Charlas de taberna | Juegan a ser terroristas en Gaza | Por: Marcos H. Valerio
Bajo el sol abrasador de la Franja de Gaza, un grupo de adolescentes se alinea en un polvoriento patio. No están jugando al fútbol ni corriendo libres como cabría esperar en un campamento de verano. En cambio, sostienen rifles de madera, escuchan atentos a un instructor que les habla de resistencia y martirio.
En sus rostros, una mezcla de curiosidad y fervor. Aquí, en los campamentos patrocinados por Hamás y la Yihad Islámica, la infancia se desvanece entre cánticos que glorifican la lucha contra Israel.
Caminar por las calles de Gaza o los territorios de la Autoridad Palestina es adentrarse en un mundo donde el odio se respira desde la cuna. Los niños crecen rodeados de carteles que ensalzan a los shahids, mártires que ofrendaron sus vidas por la causa palestina.
En las escuelas, los libros de texto narran una historia de opresión que señala a Israel como el enemigo absoluto. En la televisión, caricaturas y programas infantiles refuerzan el mensaje, mientras las redes sociales bombardean con videos que celebran la violencia.
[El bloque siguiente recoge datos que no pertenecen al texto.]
PR #323, opened 2021-08-23
Configure models path via ENV variable

RoelofRuis:
Dear Sefik, thanks for this already great library!

This PR proposes to optionally set the path at which the `.deepface` directory will be created via the `DEEPFACE_HOME` env variable. The directory falls back to `Path.home()` if the ENV variable is unset.


serengil:

PR #367, opened 2021-11-10
Remove extra BGR2RGB call in RetinaFaceWrapper

bhky:
I suggest removing the extra BGR2RGB call.

While the RetinaFace model does expect RGB images, the corresponding conversion will be done in the RetinaFace preprocessing:
https://github.com/serengil/retinaface/blob/0c8d3ed8bd223c5753978a5e32549c25edff3316/retinaface/commons/preprocess.py#L45

The extra BGR2RGB call here will in fact make the final channel order wrong, because OpenCV does not know about the channel order, each call will simply swap the channels.

Thanks!


serengil:

PR #392, opened 2021-12-22
Modified functions.py so that it can read from https

KananMahammadli:
The current deepface version supports image loading from the path or URL that should start with exactly "data:image/" or directly numpy array, if this kind of example [image](https://images.unsplash.com/photo-1438761681033-6461ffad8d80?ixlib=rb-1.2.1&ixid=MnwxMjA3fDB8MHxzZWFyY2h8MXx8cGVyc29ufGVufDB8fDB8fA%3D%3D&w=1000&q=80) URL is given to analyze, it will raise an error - "Confirm that 'URL' exists", since the URL doesn't start with "data:image/", base64_img variable is False, exact_image variable is also False; therefore it will check the elif statement in the load_image function inside the functions.py, since img variable's value is not a path, but URL, it will raise ValueError. In conclusion, I added an option to read from the URLs starting with HTTP and convert it to NumPy array so that it won't raise any error and make a proper prediction.

### DIFF
--- a/deepface/commons/functions.py
+++ b/deepface/commons/functions.py
@@ -4,6 +4,8 @@ import pandas as pd
 import cv2
 import base64
 from pathlib import Path
+from PIL import Image
+import requests
 
 from deepface.detectors import FaceDetector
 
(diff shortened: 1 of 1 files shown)


serengil:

«Es un cerco ideológico», me explica un analista de seguridad que prefiere el anonimato, «los niños no tienen escapatoria».
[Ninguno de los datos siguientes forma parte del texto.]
PR #411, opened 2022-01-18
Enhanced cropping of detected faces using dlib

sotirismos:
There are edge cases where the bounding box is partially outside the image window (that explains the fact that some coordinates of the bounding box in dlib have negative values). In these cases, cropping the detected face based on the box coordinates either fails or returns odd results.

So, instead of this command

detected_face = img[top:bottom, left:right]

we should get the detected face with the following command

detected_face = img[max(0, top): min(bottom, img_height), max(0, left): min(right, img_width)]


serengil:

PR #436, opened 2022-03-12
update functions.py

laxmankusuma:
and img2_path != None this condition is not required because in and condition if type of img2_path is string then defiantly it is not None.

example:

path1 = 'xyz path'
type(path1)
output : str

path2 = None
type(path2)
output : NoneType


serengil:
I added this condition to avoid an error but cannot remember what it is. To swim in safe zone, I prefer not to remove it.

PR #440, opened 2022-03-15
Fix typo in analyze docstring

renhaa:
```python
models['race'] = DeepFace.build_model('race')
```
gives
``` 
ValueError: Invalid model_name passed - race
```
Should be capital "Race"
```python
models['race'] = DeepFace.build_model('Race')
```


serengil:

PR #447, opened 2022-03-23
Update README.md

nelson123-lab:
There is no mention of the weight for the model that we need to download when we are using the library for the first time. It is not mentioned in the installation part too.


serengil:
If you use vgg-face backend, it will a file size of 512 mb but if you use different model then size of the weight will change. We cannot use a general term here.

serengil:
Also, that is not going to be downloaded when you run pip install deepface.

PR #456, opened 2022-04-15
Allow silent operation for find()

eigenemara:
`DeepFace.find()` by default shows user warnings about already existing representations and function time elapsed, this commit allows silent operation by setting `silent=True` when calling `find()`


serengil:

I plan to manage progress bar argument with silent argument too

Cada verano, cuando las aulas se vacían, los campamentos de Hamás y la Yihad Islámica abren sus puertas. Los nombres de estos programas —a menudo inspirados en enfrentamientos recientes en Cisjordania, como una operación militar o un atentado— son un recordatorio constante de la guerra.
En ellos, los menores no solo aprenden a marchar o a disparar armas simuladas; se les enseña a odiar, a ver en Israel la raíz de todos sus males. Pero estos campamentos tienen un propósito aún más oscuro: son un filtro para identificar a los más fervientes, a los que algún día podrían engrosar las filas de las alas militares de estas organizaciones.
Continúa narrando: Recorro un mercado en Gaza y observo a una niña, no mayor de diez años, vendiendo pulseras con colores de la bandera palestina. Su madre, una mujer de mirada cansada, me cuenta que su hija asiste a uno de estos campamentos.
«Allí le enseñan a ser fuerte, a no olvidar», dice, sin un atisbo de duda. Pero en su voz hay algo más, una resignación que delata el peso de vivir en un lugar donde la esperanza es un lujo. Las mujeres, aunque menos visibles en este entramado, no están al margen.
Cada vez más, ellas también son blanco del adoctrinamiento. En los últimos años, Hamás ha intensificado su esfuerzo por incluirlas, ya sea como difusoras de la propaganda o, en casos extremos, como ejecutoras de actos violentos.
En un taller improvisado, un grupo de mujeres jóvenes cose banderas mientras escucha un discurso grabado que exalta la resistencia. Una de ellas, apenas una adolescente, me mira con recelo cuando pregunto por su futuro.
«Quiero ser como ellos», dice, señalando un mural con el rostro de un mártir. El impacto de esta maquinaria es devastador. En un café de Ramala, un maestro jubilado me confiesa su preocupación:
«Estamos criando generaciones que no conocen otra cosa que el odio». Los expertos coinciden. Sin una intervención que rompa este ciclo —con educación neutral, oportunidades económicas y un alto a la propaganda—, el extremismo seguirá encontrando terreno fértil en los corazones de los más jóvenes. Pero en Gaza, donde la pobreza y el conflicto son el pan de cada día, esa solución parece un sueño lejano.
Mientras el sol se pone tras los edificios derruidos, los ecos de un campamento cercano resuenan con cánticos de resistencia. En esas voces infantiles, el futuro de la región se tambalea, atrapado entre la inocencia perdida y un odio que se siembra demasiado temprano.